**Models and materials from "*Structural dynamics of isolated myosin motor domains encode differences in their mechanochemical cycles*"**
In this OSF repository, we have uploaded large files that were used in our paper, "Structural dynamics of isolated myosin motor domains encode differences in their mechanochemical cycles." This includes:
1. The starting structures for each myosin isoform examined.
2. The data to fit Markov state models for each of the myosin motors examined in this work.
2. The PCA and *k*-NN models used to classify P-loop conformations.
3. The annotations of 114 myosin crystal structures that existed at time of writing.
## Data in this Repository
This repository is organized into folders, each containing a different type of data.
#### P-loop PCA
This folder contains the PCA model fit on the *MYH7* P-loop conformational ensemble, the hierarchical clustering of those P-loop conformations, and the *k*-NN model used to assign other P-loops to the states.
1. `myh7-pca-4dim-bb-only-full-pline.joblib` contains a fit instance of sklearn (version 0.21.2) Pipeline of a `PCA` object and an `InductiveClusterer` object, serialized with `joblib`'s `dump` method. Load it with `joblib.load('myh7-pca-4dim-bb-only-full-pline.joblib')`
2. `inductive_clusterer.py` contains code that glues a hierarchical clustering object together with a *k*-NN classifier. It based on this code from [sklearn]. You will need it to deserialize the model (since `InductiveClusterer` is not built in to sklearn).
#### PDB Annotations
In the paper, we analyze the statistical properties of the distribution of all solved crystal structures. The csv `pdb_annotations.csv` contains the munged data for this analysis. Its columns include information about the residue numbers each P-loop starts and stops at, the RMSD to the reference structure 4PA0, etc.
#### Whole Motor Models
For each myosin motor, we built an MSM with many thousands of states to represent its conformational landscape. To do this, we clustered the trajectories into microstates. The results of this clustering is posted here. Each subdirectory (named by myosin gene name, following the main text) contains the following:
1. Assignments file, ending with `-assignments.h5`. This file is an [enspara ragged array] assigning each frame of each trajectory in the dataset to a cluster center.

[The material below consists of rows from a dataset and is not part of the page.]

PR #10103, opened 2022-08-22
Fix #10094 - Contact Assignments Create and Add Another

### LINKED ISSUE #10094: Contact Assignments Create and Add Another
### NetBox version

v3.3.0

### Python version

3.8

### Steps to Reproduce

1. Click 'Add a Contact' on a Device or Virtual Machine (possibly others) detail page.
2. Enter Contact and Role.
3. Click 'Create & Add Another'

### Expected Behavior

Returns to the Contact Assignment Page for the previous Device/Virtual Machine.

### Observed Behavior

Contact is created but redirects to /tenancy/contact-assignments/add/ without the content_type and object_id parameters resulting in Page Not Found.
image

arthanson:
### Fixes: #10094

Fixes for Contact Assignment create and Add Another (previously returning a 404 error:

Steps to Reproduce
Click 'Add a Contact' on a Device or Virtual Machine (possibly others) detail page.
Enter Contact and Role.
Click 'Create & Add Another'

adds a get_extra_addanother_params() to ObjectEditView that can be overridden to set extra query params for the button.

### DIFF
--- a/netbox/netbox/views/generic/object_views.py
+++ b/netbox/netbox/views/generic/object_views.py
@@ -327,7 +327,7 @@ class ObjectEditView(GetReturnURLMixin, BaseObjectView):
         """
         return obj
 
-    def get_extra_addanother_params(self, request, params):
+    def get_extra_addanother_params(self, request):
         """
         Return a dictionary of extra parameters to use on the Add Another button.
         """
--- a/netbox/netbox/views/generic/object_views.py
+++ b/netbox/netbox/views/generic/object_views.py
@@ -327,7 +327,10 @@ class ObjectEditView(GetReturnURLMixin, BaseObjectView):
         """
         return obj
 
-    def get_extra_addanother_params(self, request, params: dict):
+    def get_extra_addanother_params(self, request, params):
+        """
+        Return a QueryDict of extra params to use on the Add Another button.
+        """
         return params
 
     #
--- a/netbox/netbox/views/generic/object_views.py
+++ b/netbox/netbox/views/generic/object_views.py
@@ -327,6 +327,9 @@ class ObjectEditView(GetReturnURLMixin, BaseObjectView):
         """
         return obj
 
+    def get_extra_addanother_params(self, request, params: dict):
+        return params
+
     #
     # Request handlers
     #
@@ -399,6 +402,7 @@ class ObjectEditView(GetReturnURLMixin, BaseObjectView):
 
                     # If cloning is supported, pre-populate a new instance of the form
                     params = prepare_cloned_fields(obj)
+                    params = self.get_extra_addanother_params(request, params)
                     if params:
                         if 'return_url' in request.GET:
                             params['return_url'] = request.GET.get('return_url')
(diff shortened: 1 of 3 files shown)


netbox/netbox/views/generic/object_views.py
```diff
@@ -399,6 +405,7 @@ def post(self, request, *args, **kwargs):
 
                     # If cloning is supported, pre-populate a new instance of the form
                     params = prepare_cloned_fields(obj)
+                    params = self.get_extra_addanother_params(request, params)
```
jeremystretch, line 408: Rather than passing `params` for each call, we can just update `params` with the output of `get_extra_addanother_params()`:

```suggestion
                    params.update(self.get_extra_addanother_params(request))
```

netbox/netbox/views/generic/object_views.py
```diff
@@ -327,6 +327,12 @@ def alter_object(self, obj, request, url_args, url_kwargs):
         """
         return obj
 
+    def get_extra_addanother_params(self, request, params):
+        """
+        Return a QueryDict of extra params to use on the Add Another button.
+        """
+        return params
```
jeremystretch, line 334:
```suggestion
    def get_extra_addanother_params(self, request):
        """
        Return a dictionary of extra parameters to use on the Add Another button.
        """
        return {}
```

netbox/tenancy/views.py
```diff
@@ -365,6 +366,15 @@ def alter_object(self, instance, request, args, kwargs):
...
         return instance
 
+    def get_extra_addanother_params(self, request, params: dict):
+        if not params:
+            params = QueryDict(mutable=True)
+
+        params['content_type'] = request.GET.get('content_type')
+        params['object_id'] = request.GET.get('object_id')
+
+        return params
```
jeremystretch, line 376:
```suggestion
    def get_extra_addanother_params(self, request):
        return {
            'content_type': request.GET.get('content_type'),
            'object_id': request.GET.get('object_id'),
        }
```

jeremystretch (changes requested):
I like the approach of adding a `get_extra_addanother_params()` method to the view, but we want to keep it as simple as possible because it will need to be added to the [plugins API](https://docs.netbox.dev/en/stable/plugins/development/views/#netbox.views.generic.object_views.ObjectEditView) for the view.

netbox/netbox/views/generic/object_views.py
```diff
@@ -327,6 +327,12 @@ def alter_object(self, obj, request, url_args, url_kwargs):
         """
         return obj
 
+    def get_extra_addanother_params(self, request, params):
```
jeremystretch, line 330: Need to drop `params` from the default signature.

```suggestion
    def get_extra_addanother_params(self, request):
```

jeremystretch (changes requested):

netbox/netbox/views/generic/object_views.py
arthanson: doh! should have caught that.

2. A center indices file, ending with `center-inds.npy`. This file is a numpy file that contains the trajectory number and frame number of the center conformation in a cluster.
3. A distances file, ending with `distances.h5`. his file is an [enspara ragged array] giving the distance between each frame and the nearest cluster center.
4. A feature centers file, ending with `feature-centers.npy`. This file is a numpy file and it contains the sidechain solvent accessible surface area for each residue in the conformation that is at the center of each cluster center. The first dimension of this array is the cluster id (matching assignments, center indices, and center structures files), and the second dimension is residue index.
5. A structure centers file, ending with `structure-centers.h5`. This file is an MDTraj HDF5 file containing the conformation of the conformation at the center of each conformation. The `i`th "frame" of the trajectory is the conformation at the center of the `i`th cluster center (to match the other files in the directory).